PR #1260, opened 2025-12-12
Remove default zenoh endpoint peer config

phil-opp:
With the default config we get a lot of `CONNECTION_TO_SELF` errors since https://github.com/eclipse-zenoh/zenoh/pull/2110 was merged.

### DIFF
--- a/libraries/core/src/topics.rs
+++ b/libraries/core/src/topics.rs
@@ -42,14 +42,6 @@ pub async fn open_zenoh_session(coordinator_addr: Option<IpAddr>) -> eyre::Resul
                         ),
                     )
                     .unwrap();
-                if cfg!(target_os = "macos") {
-                    warn!(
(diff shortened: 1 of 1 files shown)


phil-opp:
The diff looks a bit weird. I basically removed the first `if` branch, so that we go directly into the `else` branch.

phil-opp:
> But I think the scouting doesn't work on macOS

Is there some issue with more details on this? I looked through the zenoh repo but didn't find anything related.

phil-opp:
So it seems like it was the other way around: The else branch also disabled multicast scouting on macos: https://github.com/dora-rs/dora/pull/1260/changes#diff-a2231c167364419201c67cde2890e158d1faea556e39524e28913cb80b983aceL84-L91

Turns out that was the reason why the CI was failing. I removed that exception in bdf57c6 and now the macos CI jobs pass as well.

**WORK ITEM:** Repeat the data word for word. Leave nothing out.

**TASK ANSWER:**
PR #1260, opened 2025-12-12
Remove default zenoh endpoint peer config

phil-opp:
With the default config we get a lot of `CONNECTION_TO_SELF` errors since https://github.com/eclipse-zenoh/zenoh/pull/2110 was merged.

### DIFF
--- a/libraries/core/src/topics.rs
+++ b/libraries/core/src/topics.rs
@@ -42,14 +42,6 @@ pub async fn open_zenoh_session(coordinator_addr: Option<IpAddr>) -> eyre::Resul
                         ),
                     )
                     .unwrap();
-                if cfg!(target_os = "macos") {
-                    warn!(
(diff shortened: 1 of 1 files shown)


phil-opp:
The diff looks a bit weird. I basically removed the first `if` branch, so that we go directly into the `else` branch.

phil-opp:
> But I think the scouting doesn't work on macOS

Is there some issue with more details on this? I looked through the zenoh repo but didn't find anything related.

phil-opp:
So it seems like it was the other way around: The else branch also disabled multicast scouting on macos: https://github.com/dora-rs/dora/pull/1260/changes#diff-a2231c167364419201c67cde2890e158d1faea556e39524e28913cb80b983aceL84-L91

Turns out that was the reason why the CI was failing. I removed that exception in bdf57c6 and now the macos CI jobs pass as well.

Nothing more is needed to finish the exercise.